PR #175, opened 2022-03-25
Added token-level eval metrics for condgen

neubig:
This adds some token-level metrics for conditional generation, similar to the span-level metrics for NER.

One thing that makes this slightly complicated is now there are different metrics included in a single report.
* Sentence-level metrics such as BLEU and ROUGE
* Token-level metrics f-measure, precision, and recall

This will probably have to be dealt with in the web front-end.

Note that training-set features are not exhaustively tested yet.

### DIFF
--- a/explainaboard/feature.py
+++ b/explainaboard/feature.py
@@ -599,9 +599,10 @@ class Features(dict):
     #     for k, v in dictionary.items():
     #         setattr(self,k,v)
 
-    def get_bucket_features(self) -> List:
+    def get_bucket_features(self, include_training_dependent=True) -> List:
         """
         Get features that would be used for bucketing
+        :param include_training_dependent: Include training-set dependent features
         :return:
         a list of features
         """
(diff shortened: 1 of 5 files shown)


pfliu-nlp:
Overall, it looks pretty good.
* this is the part that I probably forgot to delete in the previous PR, but we actually could remove it: https://github.com/neulab/ExplainaBoard/blob/4a67e9546df83675e91afe48d74be040bf50c9e1/explainaboard/processors/conditional_generation.py#L555

* >"One thing that makes this slightly complicated is now there are different metrics included in a single report." 

Yes, if front end could be in charge of this part, we then can remove the `for .. loop` part for the calculation of multiple metrics in SDK.

neubig:
Thanks a lot!

I actually have some ideas about restructuring the report file so that we can have multiple metrics calculated per bucket, which will be much more concise. But I'll save that for a future PR.

PR #176, opened 2022-03-25
Use classmethod in Processor for several properties.

odashi:
This pull request replaces some global properties in `Processor` to classmethods to bring better encapsulation.


neubig (approved):
LGTM! I merged main and added a unit test to check something I wasn't sure about, but this will be a nice change.

PR #179, opened 2022-03-26
Improve import consistency

odashi:
This change adds two flake8 plugins:

- `import-order`: constrain the order of import statements and newlining convention. I selected the google's style anyway. This improves readability of the statements and helps to find redundant imports.
- `absolute-import`: prohibits relative imports, meaning that the same module is imported by the same path from anywhere.

Additionally this change involves several fixes I found by overall flake8-ing.


neubig (approved):
LGTM, thanks!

-----

**YOUR INSTRUCTIONS:**
This exercise calls for the lines from the one holding "a list of features" through the end of the entries, transcribed exactly and with nothing more.

**PROBLEM SOLUTION:**
         a list of features
         """
(diff shortened: 1 of 5 files shown)


pfliu-nlp:
Overall, it looks pretty good.
* this is the part that I probably forgot to delete in the previous PR, but we actually could remove it: https://github.com/neulab/ExplainaBoard/blob/4a67e9546df83675e91afe48d74be040bf50c9e1/explainaboard/processors/conditional_generation.py#L555

* >"One thing that makes this slightly complicated is now there are different metrics included in a single report." 

Yes, if front end could be in charge of this part, we then can remove the `for .. loop` part for the calculation of multiple metrics in SDK.

neubig:
Thanks a lot!

I actually have some ideas about restructuring the report file so that we can have multiple metrics calculated per bucket, which will be much more concise. But I'll save that for a future PR.

PR #176, opened 2022-03-25
Use classmethod in Processor for several properties.

odashi:
This pull request replaces some global properties in `Processor` to classmethods to bring better encapsulation.


neubig (approved):
LGTM! I merged main and added a unit test to check something I wasn't sure about, but this will be a nice change.

PR #179, opened 2022-03-26
Improve import consistency

odashi:
This change adds two flake8 plugins:

- `import-order`: constrain the order of import statements and newlining convention. I selected the google's style anyway. This improves readability of the statements and helps to find redundant imports.
- `absolute-import`: prohibits relative imports, meaning that the same module is imported by the same path from anywhere.

Additionally this change involves several fixes I found by overall flake8-ing.


neubig (approved):
LGTM, thanks!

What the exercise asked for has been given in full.